Rede und Gegenrede
Demokratie ist Diskussion. Sie muss Meinungsäußerungen der einen Seite aushalten, die für die andere eigentlich unerträglich sind. Die Rede des einen erlaubt die Gegenrede des anderen. Der Geist der Freiheit will es so. Die Griechen, deren Vorfahren einst die Demokratie erfanden, sind geübt darin, sie vertreten dieses Recht mit enormer Leidenschaft – lautstark und heftig. Und sie tun dies nicht nur auf dem angestammten verbalen Kampfplatz der Agora, sondern sogar im hehren Haus der hohen Kultur, wie jüngst in der Greek National Opera.

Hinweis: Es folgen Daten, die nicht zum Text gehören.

PR #7705, opened 2026-05-11
fix(mysql): preserve timestamp column attributes in native types

### LINKED ISSUE #7637: Liquibase 5.0.2 breaks MySQL `on update current_timestamp` in type definition
### Search first

### Description

In Liquibase <=5.0.1 it was possible to define a type as `TIMESTAMP NOT NULL DEFAULT CURRENT_TIMESTAMP ON UPDATE CURRENT_TIMESTAMP` for mysql, to get auto-updating timestamps. While probably never really intended that way, there are some resources on the internet that tell you to just do that ( for example https://www.mail-archive.com/liquibase-user@lists.sourceforge.net/msg00079.html ).

The relevant change is probably https://github.com/liquibase/liquibase/pull/6929/changes#diff-6af77e1bbb4fec85e2b68eb393adc809a4779b351bf5029571970b65983091a7R67-R77 , which effectively removes everything behind the Timestamp and its parameters (which were previously preserved: https://github.com/liquibase/liquibase/pull/6929/changes#diff-6af77e1bbb4fec85e2b68eb393adc809a4779b351bf5029571970b65983091a7R80-R82 ).

### Steps To Reproduce

* Run the following changeset:
```
	<changeSet author="125m125" id="create-example-table">
		<createTable tableName="example">
			<column name="id" type="BINARY(16)">
				<constraints nullable="false" />
			</column>
			<column name="updated" type="TIMESTAMP NOT NULL DEFAULT CURRENT_TIMESTAMP ON UPDATE CURRENT_TIMESTAMP">
				<constraints nullable="false" />
			</column>
		</createTable>
	</changeSet>
```
* The column `updated` is created without the `DEFAULT CURRENT_TIMESTAMP ON UPDATE CURRENT_TIMESTAMP` part.

### Expected/Desired Behavior

* The column `updated` is created including the `DEFAULT CURRENT_TIMESTAMP ON UPDATE CURRENT_TIMESTAMP` part.

In previous versions the full type was used to create the column, meaning that all the changesets using that "feature" now need an additional changeset to add the default/update for new installations. But it was probably never really intended to be abused that way, so not sure if you actually want to restore that behavior.

### Liquibase Version

5.0.2

### Database Vendor & Version

MySQL 8.4

### Liquibase Integration

_No response_

### Liquibase Extensions

_No response_

_No response_

### Additional Context

To restore the previous behavior (if you even want that), we could add a contains-check for "update" or "current_timestamp" and preserve the original type definition in front of the new timestamp handling that was added in https://github.com/liquibase/liquibase/pull/6929 ?

officialasishkumar:
## Impact
- [ ] Enhancement/New feature
- [ ] Breaking Change

## Description
Fixes #7637.

MySQL timestamp conversion now preserves native `timestamp` definitions when they include column attributes such as `NOT NULL`, `DEFAULT CURRENT_TIMESTAMP`, or `ON UPDATE CURRENT_TIMESTAMP`. Plain `timestamp`, precision-only `timestamp(3)`, and timezone aliases continue to normalize through the existing MySQL timestamp mapping.

## Things to be aware of
The parser can drop trailing attributes from precision-bearing raw definitions before they become additional information, so this check uses the raw definition to detect native MySQL timestamp column attributes.

## Things to worry about
None.

## Additional Context
Validation:
- `./mvnw -pl liquibase-standard -Dtest=liquibase.datatype.DataTypeFactoryTest test -DtrimStackTrace=false`

### DIFF
--- a/liquibase-standard/src/main/java/liquibase/datatype/core/TimestampType.java
+++ b/liquibase-standard/src/main/java/liquibase/datatype/core/TimestampType.java
@@ -64,6 +64,10 @@ public class TimestampType extends DateTimeType {
             // All timestamp types (with or without timezone) map to TIMESTAMP
             String lowerDef = originalDefinition.toLowerCase();
 
+            if (isNativeMySqlTimestampDefinitionWithColumnAttributes(lowerDef)) {
+                return new DatabaseDataType(getRawDefinition());
+            }
+
             if (lowerDef.startsWith("java.sql.types.timestamp_with_timezone")
                     || lowerDef.startsWith("java.sql.types.timestamp")
                     || lowerDef.startsWith("java.sql.timestamp")
@@ -219,6 +223,15 @@ public class TimestampType extends DateTimeType {
         }
 
         return super.toDatabaseDataType(database);
+    }
+
+    private boolean isNativeMySqlTimestampDefinitionWithColumnAttributes(String lowerDefinition) {
+        if (!lowerDefinition.matches("^timestamp(\\s|\\(|$).*")
+                || lowerDefinition.matches("^timestamp\\s*(\\([^)]*\\))?\\s*$")) {
+            return false;
+        }
+
+        return !lowerDefinition.matches("^timestamp\\s*(\\([^)]*\\))?\\s+(with|without)\\s+time\\s*zone$");
     }
 
     @Override
--- a/liquibase-standard/src/main/java/liquibase/datatype/core/TimestampType.java
+++ b/liquibase-standard/src/main/java/liquibase/datatype/core/TimestampType.java
@@ -225,6 +225,11 @@ public class TimestampType extends DateTimeType {
         return super.toDatabaseDataType(database);
     }
 
+    /**
+     * Returns true for lowercased MySQL-like TIMESTAMP definitions that include
+     * column attributes to preserve, while excluding plain TIMESTAMP precision
+     * forms and WITH/WITHOUT TIME ZONE aliases that should keep normal handling.
+     */
     private boolean isNativeMySqlTimestampDefinitionWithColumnAttributes(String lowerDefinition) {
         if (!lowerDefinition.matches("^timestamp(\\s|\\(|$).*")
                 || lowerDefinition.matches("^timestamp\\s*(\\([^)]*\\))?\\s*$")) {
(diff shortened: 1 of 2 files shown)


filipelautert (commented):
Hey, took a look at the fix.

The production change is correct — narrow check before the existing
startsWith("timestamp") normalization, restoring pre-5.0.2 behavior for native MySQL
TIMESTAMP definitions carrying column attributes (NOT NULL, DEFAULT CURRENT_TIMESTAMP,
ON UPDATE CURRENT_TIMESTAMP), while still normalizing plain timestamp, timestamp(n),
and timestamptz/with-time-zone aliases. No blocking issues.

Smaller observations:

- TimestampType.java:228-235 — three String.matches() calls per invocation recompile
  the patterns each time. Not a hot path, but if you touch this again, pre-compile to
  static final Pattern constants. A 2-line Javadoc explaining what each branch excludes
  would help — CodeRabbit's flag is reasonable.
- Tests cover MySQLDatabase but not MariaDBDatabase, which inherits from MySQLDatabase
  and inherits this branch. One extra row asserting the same preservation for
  new MariaDBDatabase() locks in behavior against future divergence.
- timestamp(3) with time zone not null now flows through the new branch and is
  preserved verbatim (timezone-exclusion regex anchors with $, so trailing attributes
  defeat it). Almost certainly the right outcome for MySQL — noting the change vs the
  prior normalize-and-drop path.

officialasishkumar:
Addressed in be0eb7a9f: added a short Javadoc for the timestamp detection helper and added MariaDB coverage for preserving native TIMESTAMP column attributes.

filipelautert (approved):
Hey, re-reviewed. You picked up both substantive notes from last round — the MariaDB test row (it inherits this branch, so locking it in matters) and the helper Javadoc. The fix is still correctly scoped: native MySQL/MariaDB `TIMESTAMP … NOT NULL / DEFAULT CURRENT_TIMESTAMP / ON UPDATE` definitions are preserved verbatim, while plain `timestamp`, `timestamp(n)`, and `with/without time zone` aliases keep flowing through normal normalization.

The only leftover is the cosmetic one I'd already marked non-blocking: the three `String.matches()` calls recompile their patterns each invocation — worth hoisting to `static final Pattern` if you ever revisit this file, but it's a cold path. Not gating on it.

Approving.

rberezen:
Tested locally: bug from #7637 reproduces on master (`updated` column created as `timestamp NOT NULL`, stripping `DEFAULT CURRENT_TIMESTAMP ON UPDATE CURRENT_TIMESTAMP`). With this PR, the full definition is preserved on both **MySQL 8.0** and **MariaDB 10.5**:

```
`updated` timestamp NOT NULL DEFAULT CURRENT_TIMESTAMP ON UPDATE CURRENT_TIMESTAMP
```

Edge cases verified:
- `TIMESTAMP(3) NOT NULL DEFAULT CURRENT_TIMESTAMP(3) ON UPDATE CURRENT_TIMESTAMP(3)` → preserved ✅
- lowercase variant → preserved ✅
- plain `TIMESTAMP`, `TIMESTAMP(6)`, `TIMESTAMP WITH/WITHOUT TIME ZONE`, `timestamptz` → existing behavior unchanged (regex correctly excludes these) ✅
- Non-MySQL databases unaffected (change is gated on `MySQLDatabase`).

All 283 `DataTypeFactoryTest` rows pass; CI green across all 11 integration DBs. LGTM — ready to merge. Thanks @officialasishkumar!

rberezen (approved):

Da steht der von Robert Wilson in Langsamkeit und Lichtmagie getauchte «Otello» auf dem Frühjahrsprogramm, die Inszenierung entstand in Koproduktion mit dem Festspielhaus in Baden-Baden. Doch der erste Ton des Abends entspringt nicht dem wild aufbrausenden Seesturm, aus dem sich die Titelfigur dann alsbald mit einem erlösend tenorpotenten «Esultate» rettet. Ein junger Tänzer betritt vor der Vorstellung die Bühne des spektakulären, ganz nah am Wasser gebauten neuen Kulturkomplexes. Um die Schultern trägt er eine Flagge in Blau-Gelb, den Nationalfarben der Ukraine. Er hat einen Zettel in der Hand, von dem er erst in griechischer, dann englischer Sprache ...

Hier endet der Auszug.